Ms Porter stands in front of the lens unblinkingly as a beam of white light travels down her body. Once it reaches her shoes and the light clicks off.

“Welcome, Ms Angela Christine Porter, Agent 1200656.” The machine says slowly in a monotone female voice. Ms Porter then moves aside and I do the same.

I feel the heat from the beam of light as it travels down my body; this always makes me feel uncomfortable, despite the fact that I’ve done the same thing every day for two years.

The first time I experienced entry into the headquarters of the English Intelligence Bureau was definitely the worst though.
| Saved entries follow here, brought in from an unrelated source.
PR #120, opened 2017-08-10
added create_db option to AddS3SstFilesToDB

cpd85:
The reason for this pull request, is so that we can download a shard from S3 even if it doesn't exist in the config. The user who does this can afterwards update their cluster config to reflect that this host is now serving this shard.

### DIFF
--- a/rocksdb_admin/rocksdb_admin.thrift
+++ b/rocksdb_admin/rocksdb_admin.thrift
@@ -114,6 +114,7 @@ struct AddS3SstFilesToDBRequest {
   2: required string s3_bucket,
   3: required string s3_path,
   4: optional i32 s3_download_limit_mb = 64,
+  5: optional bool create_db = false,
 }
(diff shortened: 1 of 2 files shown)


rocksdb_admin/rocksdb_admin.thrift
```diff
@@ -114,6 +114,7 @@ struct AddS3SstFilesToDBRequest {
   2: required string s3_bucket,
   3: required string s3_path,
   4: optional i32 s3_download_limit_mb = 64,
+  5: optional bool create_db = false,
```
newpoo: Can you add an openDB() interface instead?

I'd prefer a set of simple and small interfaces to a smaller set of complicated interfaces.

newpoo:
looks like you already had a PR for addDB() interface, any reason to not use addDB() + addS3SstFilesToDB()?

PR #123, opened 2017-08-15
add healthcheck task for scorpion

shuzhang1989:


controller/controller-worker/src/main/java/com/pinterest/rocksplicator/controller/tasks/ConsistentHashRingHealthCheckTask.java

I remember waves of nausea crashing down over me; I’m pretty sure I fainted.

“Welcome, Miss Muriel Amery Xiang, Assassin 0000001.” I breathe out and willingly let Patty take her turn.

“Welcome, Miss Patricia Mae Xiang, Assassin 0000137.” It greets her before it finally folds in on itself and disappears through a hole in the floor, approximately 5mm wide. It never ceases to amaze me.

An elevator made from stainless steel sits before us. The symbol of the English Intelligence Bureau is imprinted on the furthest wall: a griffin in mid flight. My eyes linger on it for a moment. I never did ask what that symbol meant.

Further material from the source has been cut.